> [SOURCE DATA]:

Issue #523, opened 2022-08-30
WatchFace Kotlin deprecated methods


lancelinksp:
Can someone please update the WatchFace Kotlin sample to use non deprecated methods
The sample includes several deprecated methods.

ComplicationUtils.kt includes deprecated methods:

1. constructor DefaultComplicationDataSourcePolicy(Int) is deprecated
2. setDefaultDataSourceType(ComplicationType): ComplicationSlotBuilder is deprecated

AnalogWatchCanvasRenderer.kt includes deprecated method:

1. CanvasRenderer is deprecated

lancelinksp:
Wow, that was quick! Thank you

PR #525, opened 2022-08-31
Update deprecate methods in Watchface sample

yschimke:
#Fixes https://github.com/android/wear-os-samples/issues/523


garanj (approved):
Nice!

Issue #435, opened 2022-06-29
RuntimePermissionsWear not able to start activities on the phone when compiling with SDK 33


Stjin:
When setting 

> compileSdk = 33

 and

> targetSdk = 33

in build.gradle the application won't launch the activity on the phone anymore after pressing the "phone information" button on the watch.

Probably due to the restrictions introduced in Android T.

Logs shown on phone:
```
W/PackageManager: Intent does not match component's intent filter: Intent { act=com.google.android.gms.wearable.BIND_LISTENER cmp=com.example.android.wearable.runtimepermissions/.IncomingRequestPhoneService }
W/PackageManager: Access blocked: ComponentInfo{com.example.android.wearable.runtimepermissions/com.example.android.wearable.runtimepermissions.IncomingRequestPhoneService}
W/ActivityManager: Unable to start service Intent { act=com.google.android.gms.wearable.BIND_LISTENER cmp=com.example.android.wearable.runtimepermissions/.IncomingRequestPhoneService } U=0: not found
```

As far as I see the intent filters are correct, I can't figure out why this is not working on Sdk 33.

shumelchyk:
Hi @Stjin, thank for reporting this issue!

The root cause of the issue is related to the behaviour changes to intent filters (https://developer.android.com/about/versions/13/behavior-changes-13#intent-filters) introduced in Android 13 (T).

There is known issue with `WearableListenerService` when `targetSDK` is set to `33` which is currently being looked into internally: https://issuetracker.google.com/235538840

This fix is required to make sample work with `targetSDK=33`, we'll keep the bug in the issue tracker updated.

Stjin:
Thanks for the update @shumelchyk !

shumelchyk:
@Stjin The fix for this issue has landed! 

The fix has been rolled out via GMSCore and will also require using the latest `com.google.android.gms:play-services-wearable:18.0.0` release. Changes to the `RuntimePermissionsWear` sample made in https://github.com/android/wear-os-samples/pull/554 - let me know if you still face any issues!

Note that you don’t need to add `BIND_LISTENER` manually, it has been deprecated for a long time and it continue to remain so (read more at https://android-developers.googleblog.com/2016/04/deprecation-of-bindlistener.html).

PR #554, opened 2022-09-20
Fix for Android13 compatibility issue (#435)

shumelchyk:
- Bump targetSDK to 33
- Use newer version of play-services-wearable library with added support for apps targeting Android13


pranavb (approved):
👍🏽

PR #573, opened 2022-10-19
Add a basic splashscreen

yschimke:
Add a splashscreen.

Also includes the code for Androidx Splashscreen, but not currently working.

https://user-images.githubusercontent.com/231923/196630435-e43e73fa-f52a-4957-9b23-eebdb58ae38b.mp4


yschimke:
Long term I believe androidx.splashscreen should be the right API to use https://developer.android.com/develop/ui/views/launch/splash-screen/migrate

But at the moment, it didn't just work for me, but I didn't figure out why.  Since I know some apps are using, I'm assuming I got it wrong, need a repro to raise a bug with.

shumelchyk:
> Long term I believe androidx.splashscreen should be the right API to use https://developer.android.com/develop/ui/views/launch/splash-screen/migrate

Yes, that's correct, especially taking into account any future platform releases that will be based on Android12+.

@yschimke  I managed to make splash screen working using compat library (see video), there are few pieces missing - I can commit as follow-up, or just share here. Let me know what works for you.

I came across the issue that androidx.splashscreen doesn't allow to specify smaller dimensions for the icon (as per https://developer.android.com/reference/kotlin/androidx/core/splashscreen/SplashScreen#specs), so I workaround it with using `@drawable/splash_background` instead of icon. This may lead to another subtle issues in future. I'll raise a FR for this.

[device-2022-10-31-202243.webm](https://user-images.githubusercontent.com/1803903/199103188-bda64e7d-1690-41b9-b035-5e08796b7617.webm)

yschimke:
Feel free to take over this PR and submit yourself.

Or if busy give me pointers.

shumelchyk (approved):

shumelchyk:
I pushed commit to your branch - ptal :)

yschimke:
Thanks, LGTM.

shumelchyk:
For the record, here is a feature request I raised to allow Wear OS compatible icon sizes in `androidx.splashscreen` library: https://issuetracker.google.com/256678037

yschimke:
Should be able to test with https://android-review.googlesource.com/c/platform/frameworks/support/+/2450245 soon

Issue #585, opened 2022-11-02
Remove wearApp configuration


luizgrp:
Is the `wearApp` configurations still relevant / needed in the following samples?

- [WearVerifyRemoteApp](https://github.com/android/wear-os-samples/blob/393bfc76d594c6b58f7a27f35a5e6145a23f276b/WearVerifyRemoteApp/Application/build.gradle#L57) 
- [RuntimePermissionsWear](https://github.com/android/wear-os-samples/blob/e21315e68784b20c3279561e1bf54b3753045967/RuntimePermissionsWear/Application/build.gradle#L64)
- [DataLayer](https://github.com/android/wear-os-samples/blob/393bfc76d594c6b58f7a27f35a5e6145a23f276b/DataLayer/Application/build.gradle#L75)

PR #586, opened 2022-11-02
#585 Remove dependency with wearApp configuration

luizgrp:
#### WHAT

Remove from the mobile app module, the dependency on the wear app module with `wearApp` configuration.

#### WHY

It does seem to be needed. Tested the app without it and it works fine.

The only place in the [documentation](https://developer.android.com/studio/build/dependencies#wear_apps) that I could find reference to this configuration seems to not explain why it is needed.

Related: #585

### DIFF
--- a/DataLayer/Application/build.gradle
+++ b/DataLayer/Application/build.gradle
@@ -71,6 +71,4 @@ dependencies {
     implementation libs.androidx.lifecycle.viewmodel.compose
     implementation libs.androidx.lifecycle.runtime.ktx
     implementation libs.playservices.wearable
-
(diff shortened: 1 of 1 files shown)


yschimke:
Aren't there 3 https://github.com/search?q=wearApp++repo%3Aandroid%2Fwear-os-samples+extension%3Agradle&type=Code&ref=advsearch&l=&l=

yschimke (approved):

luizgrp:
> Aren't there 3

I will remove the others in a separate PR, once I get to test the other samples.

PR #961, opened 2023-11-24
Adds example of complications for Watch Face Format

garanj:
Adds a basic example of using Complication data in a watch face


WatchFaceFormat/Complications/res/raw/watchface.xml
```diff
@@ -0,0 +1,722 @@
...
+      is shown also, and if not, then Title is shown, if present.
+    -->
+    <ComplicationSlot
+        x="56" y="168"
+        width="112" height="112"
+        slotId="1"
+        name="left_complication" displayName="Left"
+        supportedTypes="SHORT_TEXT">
+      <DefaultProviderPolicy
+          primaryProvider="com.google.android.gm/com.google.android.apps.gmail.wear.complications.UnreadEmailsComplicationService"
```
yschimke, line 372: Are these considered public API now?

If so, should we document the available ones?

yschimke (approved):

yschimke:
Looks great!

WatchFaceFormat/Complications/res/raw/watchface.xml
garanj: Do you mean for the `primaryProvider` or for `defaultSystemProvider`?

For `primaryProvider` (and secondary) you can add any component you like, but there is no guarantee it will be present.

I can add a link to the system providers: https://developer.android.com/reference/android/support/wearable/complications/SystemProviders.html#ANDROID_PAY ?

garanj: Added further documentation, in the first use of `DefaultProviderPolicy`:

https://github.com/android/wear-os-samples/pull/961/commits/833d83cc50354c92c9e1d3abf2b1502edad3e805

yschimke: I meant the Gmail activity

garanj: Ah ok. This was just meant to show an example of a complication component name, which deliberately may or may not be available, allowing demonstration of the `defaultSystemProvider`.

I don't think there's any documentation of these, I just picked out some available ones.

amoledwatchfaces (approved):

PR #965, opened 2023-12-06
Updates use of Template to use Parameter to ensure valid WFF

garanj:
`Template` must have at least 1 `Parameter` element, even though the renderer may work without.

Resources should be specified without the `@string` prefix.

### DIFF
--- a/WatchFaceFormat/SimpleDigital/res/raw/watchface.xml
+++ b/WatchFaceFormat/SimpleDigital/res/raw/watchface.xml
@@ -49,7 +49,7 @@
         <Text align="CENTER">
           <!-- Demonstrates using Android string resources for localization -->
           <Font family="SYNC_TO_DEVICE" size="36" color="#ffffffff">
-            <Template>@string/greeting</Template>
+            <Template>%s<Parameter expression="greeting"></Parameter></Template>
           </Font>
         </Text>
       </PartText>


WatchFaceFormat/SimpleDigital/res/raw/watchface.xml
```diff
@@ -49,7 +49,7 @@
         <Text align="CENTER">
           <!-- Demonstrates using Android string resources for localization -->
           <Font family="SYNC_TO_DEVICE" size="36" color="#ffffffff">
-            <Template>@string/greeting</Template>
+            <Template>%s<Parameter expression="greeting"></Parameter></Template>
```
yschimke, line 52: Not really about this PR, but I can't follow that this is correct from

https://developer.android.com/training/wearables/wff/group/part/text/formatter/template
https://developer.android.com/training/wearables/wff/common/attributes/arithmetic-expression

yschimke (approved):

WatchFaceFormat/SimpleDigital/res/raw/watchface.xml
garanj: I'll verify the snippets on those pages work correctly or not, and update them to cover the above. Thanks Yuri!

yschimke: I guess It's more a question of why

`<Parameter expression="greeting"></Parameter>` evaluates to R.string.greeting

While https://developer.android.com/training/wearables/wff/group/part/text/formatter/template shows

```
<Template>%s %d
    <Parameter expression="Current heart rate: " />
    <Parameter expression="[HEART_RATE]" />
</Template>
```

PR #981, opened 2024-01-05
focus on scroll view when creating watch config activity

derry701:
focus on scroll view when creating watch config activity to easily support rotary input from crown


yschimke:
Thanks

PR #985, opened 2024-01-11
Update Tiles previews

yschimke:


garanj (approved):
Nice, TilePreviewData looks handy!

yschimke:
@garanj I guess we should try in different versions of Android Studio. Then land?

yschimke:
I don't have an easy way to test, but if not supported it just shouldn't show it. The code should be safe.

yschimke:
cc @castedmo

PR #994, opened 2024-01-22
Run on faster ubuntu runners

yschimke:
https://github.blog/changelog/2023-02-23-hardware-accelerated-android-virtualization-on-actions-windows-and-linux-larger-hosted-runners/


yschimke:
These now show legitimate failures we should fix

yschimke:
@shumelchyk Going to land as it demonstrates the test failures.

PR #1011, opened 2024-02-28
Adds font scaling screenshot tests

garanj:
Adds font scaling tests


ComposeStarter/app/src/test/java/presentation/WearDevice.kt
```diff
@@ -58,6 +59,20 @@ enum class WearDevice(
         modelName = "Generic Large Round",
         screenSizePx = 454,
         density = 2.0f
+    ),
+    SamsungGalaxyWatch6SmallFont(
+        id = "galaxy_watch_6_small_font",
+        modelName = "Samsung Galaxy Watch 6 Large",
+        screenSizePx = 480,
+        density = 2.125f,
```
yschimke, line 67: BTW I struggled with this one with Robolectric. I think dp results are correct, but I think final px sizes are off...

yschimke (approved):

ComposeStarter/app/src/test/java/presentation/WearDevice.kt
garanj: Specific to the GW6?

yschimke: Anything with a quirky density

You can see the issue here. https://github.com/google/horologist/blob/main/sample/src/test/snapshots/images/com.google.android.horologist.screensizes_DevicesTest_screenshot%5B2%5D_samsunggalaxywatch6large.png

The results is correct. But the file resolution is wrong.

garanj: Huh, weird.

PR #1016, opened 2024-03-04
Choose a more problematic layout

yschimke:
Demonstrate the value of responsive layout, but choosing a layout that could break.


yschimke:
@garanj building on this, so will land before you get a chance to review.

PR #1020, opened 2024-03-05
Updates to use Horologist for ResponsiveTimeText and rememberResponsiveColumnState

garanj:
Updates to use Horologist for `ResponsiveTimeText` and `rememberResponsiveColumnState`


ComposeStarter/app/src/main/java/com/example/android/wearable/composestarter/presentation/MainActivity.kt
```diff
@@ -127,7 +128,16 @@ fun GreetingScreen(greetingName: String, onShowList: () -> Unit) {
...
 @Composable
 fun ListScreen() {
-    val columnState = rememberColumnState()
+    /*
+     * Specifying the types of items that appear at the start and end of the list ensures that the
+     * appropriate padding is used.
+     */
+    val columnState = rememberResponsiveColumnState(
+        contentPadding = ScalingLazyColumnDefaults.padding(
+            first = ScalingLazyColumnDefaults.ItemType.Text,
```
yschimke, line 137: I think we need to stop using `ListHeader { Text() }`

For follow up. As it pushes the text below where we want it.

yschimke (approved):

PR #1022, opened 2024-03-06
Add a sample dialog

yschimke:


ComposeStarter/app/src/main/java/com/example/android/wearable/composestarter/presentation/MainActivity.kt
```diff
@@ -187,6 +206,48 @@ fun Greeting(greetingName: String) {
...
+@Composable
+fun SampleDialog(
+    showDialog: Boolean,
+    onDismiss: () -> Unit,
+    onCancel: () -> Unit,
+    onOk: () -> Unit
+) {
+    val state = rememberResponsiveColumnState()
+
+    Dialog(
```
garanj, line 218: What's the reasoning behind using standard `Dialog` with Horologist `AlertContent`, instead of Horologist `AlertDialog`?

garanj:
> @garanj @kul3r4 I am not sure where the line is, is this getting too complicated? Or is it useful to show a Dialog sample.

I agree that it's useful, I don't think that it adds too much to the complexity. I do agree that we should draw a line in this starter sample, but IMO this seems useful.

garanj (approved):

ComposeStarter/app/src/main/java/com/example/android/wearable/composestarter/presentation/MainActivity.kt
yschimke: Screenshot tests. I think AlertDialog needs some tweaks somewhere to support screenshotting a dialog.  I'll follow up.

PR #1050, opened 2024-03-21
Add deprecation warning to deprecated samples

kul3r4:
Add deprecation warning to samples. Next step is to remove those samples from main.


ComposeAdvanced/README.md
```diff
@@ -1,3 +1,5 @@
+This project is now deprecated and unmaintained.
```
yschimke, line 1: Is it worth giving either 
a) a brief reasons
b) a link

If we remove from main, probably not.  But figured worth asking.

kul3r4: you are totally right, worth linking to Horologist and to ComposeStarter, will add as part of this PR.

kul3r4:
@yschimke added links in every Readme pointing to other samples.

> [YOUR OBJECTIVE]: Output the listing verbatim through the "The root cause" line.

> [RESPONSE BELOW]:
Issue #523, opened 2022-08-30
WatchFace Kotlin deprecated methods


lancelinksp:
Can someone please update the WatchFace Kotlin sample to use non deprecated methods
The sample includes several deprecated methods.

ComplicationUtils.kt includes deprecated methods:

1. constructor DefaultComplicationDataSourcePolicy(Int) is deprecated
2. setDefaultDataSourceType(ComplicationType): ComplicationSlotBuilder is deprecated

AnalogWatchCanvasRenderer.kt includes deprecated method:

1. CanvasRenderer is deprecated

lancelinksp:
Wow, that was quick! Thank you

PR #525, opened 2022-08-31
Update deprecate methods in Watchface sample

yschimke:
#Fixes https://github.com/android/wear-os-samples/issues/523


garanj (approved):
Nice!

Issue #435, opened 2022-06-29
RuntimePermissionsWear not able to start activities on the phone when compiling with SDK 33


Stjin:
When setting 

> compileSdk = 33

 and

> targetSdk = 33

in build.gradle the application won't launch the activity on the phone anymore after pressing the "phone information" button on the watch.

Probably due to the restrictions introduced in Android T.

Logs shown on phone:
```
W/PackageManager: Intent does not match component's intent filter: Intent { act=com.google.android.gms.wearable.BIND_LISTENER cmp=com.example.android.wearable.runtimepermissions/.IncomingRequestPhoneService }
W/PackageManager: Access blocked: ComponentInfo{com.example.android.wearable.runtimepermissions/com.example.android.wearable.runtimepermissions.IncomingRequestPhoneService}
W/ActivityManager: Unable to start service Intent { act=com.google.android.gms.wearable.BIND_LISTENER cmp=com.example.android.wearable.runtimepermissions/.IncomingRequestPhoneService } U=0: not found
```

As far as I see the intent filters are correct, I can't figure out why this is not working on Sdk 33.

shumelchyk:
Hi @Stjin, thank for reporting this issue!

The root cause of the issue is related to the behaviour changes to intent filters (https://developer.android.com/about/versions/13/behavior-changes-13#intent-filters) introduced in Android 13 (T).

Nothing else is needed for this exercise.